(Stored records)
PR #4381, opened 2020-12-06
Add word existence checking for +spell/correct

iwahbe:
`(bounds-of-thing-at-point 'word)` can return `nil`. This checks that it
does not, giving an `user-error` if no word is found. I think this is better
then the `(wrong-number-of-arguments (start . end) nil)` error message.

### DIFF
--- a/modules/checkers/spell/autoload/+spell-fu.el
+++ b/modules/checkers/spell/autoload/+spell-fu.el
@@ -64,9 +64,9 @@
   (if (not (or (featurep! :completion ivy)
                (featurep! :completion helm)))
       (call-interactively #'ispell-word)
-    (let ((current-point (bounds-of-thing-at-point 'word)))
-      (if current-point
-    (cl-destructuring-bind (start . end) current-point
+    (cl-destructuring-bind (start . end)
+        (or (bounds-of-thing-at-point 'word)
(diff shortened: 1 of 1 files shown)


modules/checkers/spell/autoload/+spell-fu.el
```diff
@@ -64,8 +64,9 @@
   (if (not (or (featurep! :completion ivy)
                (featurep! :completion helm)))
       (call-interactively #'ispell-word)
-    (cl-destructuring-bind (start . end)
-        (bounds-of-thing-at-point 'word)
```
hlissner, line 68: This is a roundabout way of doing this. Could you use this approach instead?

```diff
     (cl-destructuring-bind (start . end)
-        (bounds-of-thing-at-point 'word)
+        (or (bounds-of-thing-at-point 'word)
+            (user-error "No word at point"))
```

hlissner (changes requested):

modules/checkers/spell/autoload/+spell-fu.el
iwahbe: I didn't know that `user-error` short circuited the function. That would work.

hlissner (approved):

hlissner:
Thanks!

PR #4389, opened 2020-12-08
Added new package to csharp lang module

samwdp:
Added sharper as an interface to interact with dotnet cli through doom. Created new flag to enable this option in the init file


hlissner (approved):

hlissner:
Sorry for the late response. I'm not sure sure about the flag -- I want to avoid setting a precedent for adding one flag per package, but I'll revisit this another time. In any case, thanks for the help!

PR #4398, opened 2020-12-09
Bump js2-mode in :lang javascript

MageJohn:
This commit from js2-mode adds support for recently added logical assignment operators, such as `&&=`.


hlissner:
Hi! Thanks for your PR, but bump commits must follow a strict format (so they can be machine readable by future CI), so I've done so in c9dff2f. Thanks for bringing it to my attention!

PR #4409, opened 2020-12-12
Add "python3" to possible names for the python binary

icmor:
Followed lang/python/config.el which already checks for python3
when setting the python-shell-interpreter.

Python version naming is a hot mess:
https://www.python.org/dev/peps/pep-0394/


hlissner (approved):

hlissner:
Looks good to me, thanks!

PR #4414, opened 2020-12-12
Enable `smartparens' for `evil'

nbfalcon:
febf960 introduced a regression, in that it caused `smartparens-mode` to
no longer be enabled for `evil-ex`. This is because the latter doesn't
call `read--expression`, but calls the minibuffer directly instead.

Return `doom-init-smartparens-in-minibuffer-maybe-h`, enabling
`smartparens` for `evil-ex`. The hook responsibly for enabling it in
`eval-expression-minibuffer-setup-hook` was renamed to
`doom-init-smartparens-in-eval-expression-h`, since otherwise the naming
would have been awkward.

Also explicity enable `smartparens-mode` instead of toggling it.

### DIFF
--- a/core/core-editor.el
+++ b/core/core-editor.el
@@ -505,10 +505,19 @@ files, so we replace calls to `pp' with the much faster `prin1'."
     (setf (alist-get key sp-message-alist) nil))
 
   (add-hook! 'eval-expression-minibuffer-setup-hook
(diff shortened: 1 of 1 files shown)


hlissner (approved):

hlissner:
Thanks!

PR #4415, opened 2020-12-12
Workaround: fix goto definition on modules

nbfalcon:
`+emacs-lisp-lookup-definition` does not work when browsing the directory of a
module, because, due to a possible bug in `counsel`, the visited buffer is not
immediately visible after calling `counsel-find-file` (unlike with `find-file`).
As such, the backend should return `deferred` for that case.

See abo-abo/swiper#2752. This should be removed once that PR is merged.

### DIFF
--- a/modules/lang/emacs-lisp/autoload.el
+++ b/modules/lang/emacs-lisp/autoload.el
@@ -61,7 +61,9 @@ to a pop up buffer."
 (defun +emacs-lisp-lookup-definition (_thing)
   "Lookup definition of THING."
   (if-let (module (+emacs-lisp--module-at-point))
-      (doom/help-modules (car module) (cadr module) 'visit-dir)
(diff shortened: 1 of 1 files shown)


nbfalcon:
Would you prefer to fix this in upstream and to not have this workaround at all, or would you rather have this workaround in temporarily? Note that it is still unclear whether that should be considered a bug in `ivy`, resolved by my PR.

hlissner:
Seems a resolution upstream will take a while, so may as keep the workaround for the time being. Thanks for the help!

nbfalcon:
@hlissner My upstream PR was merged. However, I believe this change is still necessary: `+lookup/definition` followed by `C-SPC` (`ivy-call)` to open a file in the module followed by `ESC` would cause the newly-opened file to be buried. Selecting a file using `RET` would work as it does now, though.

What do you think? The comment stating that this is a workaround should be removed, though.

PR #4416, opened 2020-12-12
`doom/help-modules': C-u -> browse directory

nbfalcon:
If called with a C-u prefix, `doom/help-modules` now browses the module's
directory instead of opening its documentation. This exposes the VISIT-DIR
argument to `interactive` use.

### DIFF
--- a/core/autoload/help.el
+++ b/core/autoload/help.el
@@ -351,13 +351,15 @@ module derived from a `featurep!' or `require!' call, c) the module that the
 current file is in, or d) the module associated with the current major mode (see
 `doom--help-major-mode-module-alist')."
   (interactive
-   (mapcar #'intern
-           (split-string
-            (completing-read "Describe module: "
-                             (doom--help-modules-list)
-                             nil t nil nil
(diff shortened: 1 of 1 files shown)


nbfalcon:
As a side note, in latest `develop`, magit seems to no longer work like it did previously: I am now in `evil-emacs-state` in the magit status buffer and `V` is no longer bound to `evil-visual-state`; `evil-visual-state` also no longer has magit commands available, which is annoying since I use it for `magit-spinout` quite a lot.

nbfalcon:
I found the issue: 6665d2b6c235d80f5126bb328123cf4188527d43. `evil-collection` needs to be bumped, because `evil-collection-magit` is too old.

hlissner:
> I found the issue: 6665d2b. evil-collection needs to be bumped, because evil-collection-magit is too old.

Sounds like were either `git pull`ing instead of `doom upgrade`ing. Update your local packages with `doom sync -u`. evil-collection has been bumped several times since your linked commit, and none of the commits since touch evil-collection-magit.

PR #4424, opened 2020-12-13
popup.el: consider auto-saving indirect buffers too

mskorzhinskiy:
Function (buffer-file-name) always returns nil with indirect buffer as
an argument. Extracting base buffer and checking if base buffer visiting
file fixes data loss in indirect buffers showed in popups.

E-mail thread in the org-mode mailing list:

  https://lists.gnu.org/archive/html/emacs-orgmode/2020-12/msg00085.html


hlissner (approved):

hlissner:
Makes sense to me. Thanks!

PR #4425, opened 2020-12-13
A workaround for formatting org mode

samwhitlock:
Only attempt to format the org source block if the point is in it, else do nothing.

_YOUR INSTRUCTIONS_: Check each line above for the string "with" and copy the ones that have it.

_SOLUTION FOR THIS PROBLEM_:
Added sharper as an interface to interact with dotnet cli through doom. Created new flag to enable this option in the init file
@@ -505,10 +505,19 @@ files, so we replace calls to `pp' with the much faster `prin1'."
immediately visible after calling `counsel-find-file` (unlike with `find-file`).
If called with a C-u prefix, `doom/help-modules` now browses the module's
 current file is in, or d) the module associated with the current major mode (see
Sounds like were either `git pull`ing instead of `doom upgrade`ing. Update your local packages with `doom sync -u`. evil-collection has been bumped several times since your linked commit, and none of the commits since touch evil-collection-magit.
Function (buffer-file-name) always returns nil with indirect buffer as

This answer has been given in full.